Les offres d'emploi à la Confédération ne doivent pas privilégier une langue nationale plutôt qu'une autre. Le Conseil des Etats a tacitement adopté une motion du Tessinois Fabio Abate en ce sens.

"Il faut s'assurer que les différentes cultures linguistiques sont effectivement ensemble sur le lieu de travail", a remarqué le sénateur libéral-radical. Des mises au cours mentionnant explicitement la maîtrise parfaite du français et de l'allemand et passive de l'anglais sont discriminatoires.
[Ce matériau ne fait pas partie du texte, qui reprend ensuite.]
Issue #23542, opened 2023-06-06
[BUG] VS Code extension loads incorrect config file and silently fails


OliverJAsh:
### System info
- Playwright Version: 1.34.4
- Operating System: macOS 13.4
- Browser: N/A
- Other info:

### Source code

- [x] I provided exact source code that allows reproducing the issue locally.

**Link to the GitHub repository with the repro**

https://github.com/OliverJAsh/playwright-vs-code-extension-list-files-issue

This is a brand new Playwright project created using `yarn create playwright`. The only changes on top of this are:

- [Use `dotenv`](https://github.com/OliverJAsh/playwright-vs-code-extension-list-files-issue/commit/d884ab90be92199401cf173c278d098cd1a26711)
- [Add `tsconfig.json`](https://github.com/OliverJAsh/playwright-vs-code-extension-list-files-issue/commit/43d5c5ee6c7c5749d4565e9af4e7bfe030d0d8ff)

**Steps**
1. Clone the project
1. ```console
   $ yarn
   $ tsc
   ```
1. Open VS Code

**Expected**

The tests load, or if the tests fail to load, an error message should appear.

**Actual**

The tests never load, nor is there an error message to indicate an error occurred.

<img width="444" alt="image" src="https://github.com/microsoft/playwright/assets/921609/d8286032-32d3-402a-90fa-06c381e62694">

**Notes**

This issue started when I upgraded from 1.33.0 to 1.34.4.

I spent some time trying to debug this. In developer tools we can see this error message: `e.projects is not iterable`.

![image](https://github.com/microsoft/playwright/assets/921609/b1a6c814-b3ee-44ef-acfb-e45d5a4ded45)

I modified the extension to log the value of `e`:

<img width="788" alt="image" src="https://github.com/microsoft/playwright/assets/921609/5522ac2f-c1dc-451a-9b00-f35cc562b8eb">

It appears that when the config file is loaded via `listFiles` ([code](https://github.com/microsoft/playwright-vscode/blob/be9ad1e93fff6b7bba9ab44d42c648b91b85608f/src/playwrightTest.ts#L97)), the `FOO` environment variable does not exist. This suggests that `dotenv` is not working.

To debug this further I added a console log inside `listFiles` to see the value of the `configFolder` argument we pass to `runNode`:

<img width="786" alt="image" src="https://github.com/microsoft/playwright/assets/921609/e35f8900-8751-4f63-b0bd-bba48f5a4d3d">

[...]

PR #27846, opened 2023-10-28
Handle tsconfig paths without a baseUrl

BPScott:
Partial fix for #27933

Since TS 4.1, a tsconfig may specify paths without requiring a baseUrl. In that case, paths should be resolved relative to the tsconfig file the paths were specified in.

See https://www.typescriptlang.org/tsconfig#paths
See https://www.typescriptlang.org/docs/handbook/release-notes/typescript-4-1.html#paths-without-baseurl

This PR makes playwright handle cases where paths are specified without a baseUrl, such as:

```json
{
  "compilerOptions": {
    "paths": {
      "~/*": ["./app/*"],
    }
  }
}
```

---

There is an edge case that this doesn't handle - if you specify paths without a baseUrl in an config that is extended from then the paths should be relative to the file that paths was specified in (i.e. the path looks right in the file that it was written in). In other words, adding the following test case to `tests/playwright-test/resolver.spec.ts` should pass, but it does not:

```ts
test('should use the location of the extended tsconfig as paths root when no baseUrl is specified', async ({ runInlineTest }) => {
    'tsconfig.json': `{
      "extends": ["./other/tsconfig.base.json"],
    }`,
    'other/tsconfig.base.json': `{
      "compilerOptions": {
        // paths without a baseUrl should resolve relative to the file they're in, which means
        // the base for these paths should be "other/". However playwright will currently
        // resolve them relative to the top-level tsconfig, not the extended from config
        // Note that adding baseurl:'.', fixes this within playwright but has the undesireable
        // effect of enabling the wildcard matching for additional top-level folders in the
        // "other" directory
        // "baseUrl": ".",
        "paths": {
          "util/*": ["../dir/foo/bar/util/*"],
        },
      },
    }`,
    'a.test.ts': `
      const { foo } = require('util/file');
      test('test', ({}, testInfo) => {
        expect(foo).toBe('foo');
      });
    `,
    'dir/foo/bar/util/file.ts': `
      module.exports = { foo: 'foo' };
    `,
  });

});
```

To fix this edge case would require greater refactoring than I'm comfortable doing. I'm ok with the idea that this PR is an incremental improvement - we fix paths without a baseUrl in base tsconfigs, while leaving paths without a baseUrl in extended configs as not working for the moment"

### DIFF
--- a/packages/playwright/src/transform/transform.ts
+++ b/packages/playwright/src/transform/transform.ts
@@ -58,11 +58,14 @@ export function transformConfig(): TransformConfig {
 }
 
 function validateTsConfig(tsconfig: TsConfigLoaderResult): ParsedTsConfigData | undefined {
-  if (!tsconfig.tsConfigPath || !tsconfig.baseUrl)
+  if (!tsconfig.tsConfigPath)
     return;
   // Make 'baseUrl' absolute, because it is relative to the tsconfig.json, not to cwd.
-  const absoluteBaseUrl = path.resolve(path.dirname(tsconfig.tsConfigPath), tsconfig.baseUrl);
-  const pathsFallback = [{ key: '*', values: ['*'] }];
+  // When no explicit baseUrl is set, resolve paths relative to the tsconfig file.
+  // See https://www.typescriptlang.org/tsconfig#paths
+  const absoluteBaseUrl = path.resolve(path.dirname(tsconfig.tsConfigPath), tsconfig.baseUrl ?? '.');
+  // Only add the catch-all mapping when baseUrl is specified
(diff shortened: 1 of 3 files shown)


BPScott:
Lint error seems to be the result of a change committed in #27844, unrelated to this change

BPScott:
ping @dgozma, as you've dealt with other tsconfig path/baseurl related issues over in #23542

pavelfeldman (approved):

pavelfeldman:
Awesome fix, thank you!

BPScott:
Thanks for the merge @pavelfeldman!

PR #27880, opened 2023-10-31
fix: Google Chrome Beta/Stable install on macOS

### LINKED ISSUE #27764: [BUG] Chrome Beta install fails on macOS
### System info
- Playwright Version: v1.39.0
- Operating System: macOS 14.0 Sonoma (23A344)
- Browser: Chromium
- Other info: https://bugs.chromium.org/p/chromium/issues/detail?id=1487920&q=sonoma%20timezone&can=2

### Source code

N/A

**Steps**

Playwright 1.39.0 installs Chromium 119.0.6045.9 (Developer Build) (arm64), which suffers from the above Chromium bug.

Launch a playwright test and in the Chromium developer console, on OSX Sonoma, run: 

```js
new Intl.DateTimeFormat().resolvedOptions().timeZone
```

**Expected**

This should not be `undefined`.

**Actual**

It is `undefined`.

From the Chromium issue above, it appears to have been fixed in the normal _Chrome_ browser as of version `118.0.5993.96`.

However, the version of Chromium pulled down by Playwright (119.0.6045.9) appears to be unfixed still. Is it possible for Playwright to bump your Chromium version? Or for us to specify a bleeding-edge version to get around this?

Thanks

mxschmitt:
This pull request addresses and resolves an issue where applications, such as Google Chrome Beta, became unusable after being copied via the Terminal. This issue was primarily due to the loss of extended attributes, specifically the `com.apple.quarantine` attribute, during the copying process.

#### Changes:

- Updated the copying command in our script to use `cp -pR`.

```bash
cp -pR "/Volumes/googlechromebeta.dmg/Google Chrome Beta.app" /Applications/
```

#### Background:

When files are downloaded from the internet, macOS tags them with the `com.apple.quarantine` attribute as a security measure. This attribute triggers Gatekeeper to verify the application's integrity, signature, and source before the application is allowed to run. 

We discovered that when copying applications via the Terminal using a plain `cp` command, essential extended attributes like `com.apple.quarantine` were not preserved, leading macOS to consider the application broken or damaged.

#### Benefits of `-pR` Options:

- **`-p` (Preserve):** Ensures that the extended attributes, including `com.apple.quarantine`, and Access Control Lists (ACLs) are preserved during the copy, maintaining the file’s integrity and original security attributes.
  
- **`-R` (Recursive):** Ensures that directories, or in the case of macOS, application bundles, are copied recursively, preserving the structure and content.

#### Conclusion:

By incorporating the `cp -pR` command, we maintain the necessary security attributes and metadata, ensuring that applications remain functional and recognized as secure by macOS after the copying process. This approach aligns the behavior of the copying process closer to that observed when using the Finder’s GUI for copying, thus ensuring consistent application behavior and integrity.

Drive-by: remove the `-f`, since we before removed the folder already.

Fixes https://github.com/microsoft/playwright/issues/27764

### DIFF
--- a/packages/playwright-core/bin/reinstall_chrome_beta_mac.sh
+++ b/packages/playwright-core/bin/reinstall_chrome_beta_mac.sh
@@ -6,7 +6,7 @@ rm -rf "/Applications/Google Chrome Beta.app"
 cd /tmp
 curl -o ./googlechromebeta.dmg -k https://dl.google.com/chrome/mac/universal/beta/googlechromebeta.dmg
 hdiutil attach -nobrowse -quiet -noautofsck -noautoopen -mountpoint /Volumes/googlechromebeta.dmg ./googlechromebeta.dmg
-cp -rf "/Volumes/googlechromebeta.dmg/Google Chrome Beta.app" /Applications
+cp -pR "/Volumes/googlechromebeta.dmg/Google Chrome Beta.app" /Applications
 hdiutil detach /Volumes/googlechromebeta.dmg
 rm -rf /tmp/googlechromebeta.dmg
 
--- a/packages/playwright-core/bin/reinstall_chrome_stable_mac.sh
+++ b/packages/playwright-core/bin/reinstall_chrome_stable_mac.sh
@@ -6,7 +6,7 @@ rm -rf "/Applications/Google Chrome.app"
 cd /tmp
 curl -o ./googlechrome.dmg -k https://dl.google.com/chrome/mac/universal/stable/GGRO/googlechrome.dmg
 hdiutil attach -nobrowse -quiet -noautofsck -noautoopen -mountpoint /Volumes/googlechrome.dmg ./googlechrome.dmg
-cp -rf "/Volumes/googlechrome.dmg/Google Chrome.app" /Applications
+cp -pR "/Volumes/googlechrome.dmg/Google Chrome.app" /Applications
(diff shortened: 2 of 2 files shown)


packages/playwright-core/bin/reinstall_chrome_beta_mac.sh
```diff
@@ -6,7 +6,7 @@ rm -rf "/Applications/Google Chrome Beta.app"
 cd /tmp
 curl -o ./googlechromebeta.dmg -k https://dl.google.com/chrome/mac/universal/beta/googlechromebeta.dmg
 hdiutil attach -nobrowse -quiet -noautofsck -noautoopen -mountpoint /Volumes/googlechromebeta.dmg ./googlechromebeta.dmg
-cp -rf "/Volumes/googlechromebeta.dmg/Google Chrome Beta.app" /Applications
+cp -pR "/Volumes/googlechromebeta.dmg/Google Chrome Beta.app" /Applications
```
dgozman, line 9: Should we use `ditto` instead? Did you manage to reproduce the issue?

yury-s (approved):

packages/playwright-core/bin/reinstall_chrome_beta_mac.sh
mxschmitt: Yes was able to reproduce. Both will work, I’d vote for cp, since its more gnu like.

L'italien, troisième langue nationale, est en effet complètement oublié et l'administration fédérale ne respecte donc pas les dispositions concernant le plurilinguisme.

"La situation inquiétante, car même si dans l'administration en général la proportion linguistique est respectée, il y a encore de grandes différences dans certains départements et offices", a souligné Didier Berberat (PS/NE).

Deux langues actives

Fabio Abate suggère donc quelques modifications afin de remédier à ces lacunes. Actuellement, pour travailler à la Confédération, il faut maîtriser deux langues nationales de façon active et une troisième de façon passive. Il ne faudrait pas préciser lesquelles.

Par ailleurs, les candidats de minorités linguistiques sous-représentées dans un département devraient être privilégiés par rapport à d'autres, a-t-il argumenté.

Le Conseil fédéral, parfaitement d'accord, propose de standardiser les mises au concours, afin de respectant tant les langues minoritaires que les besoins de l'administration. Le Conseil national doit encore se prononcer.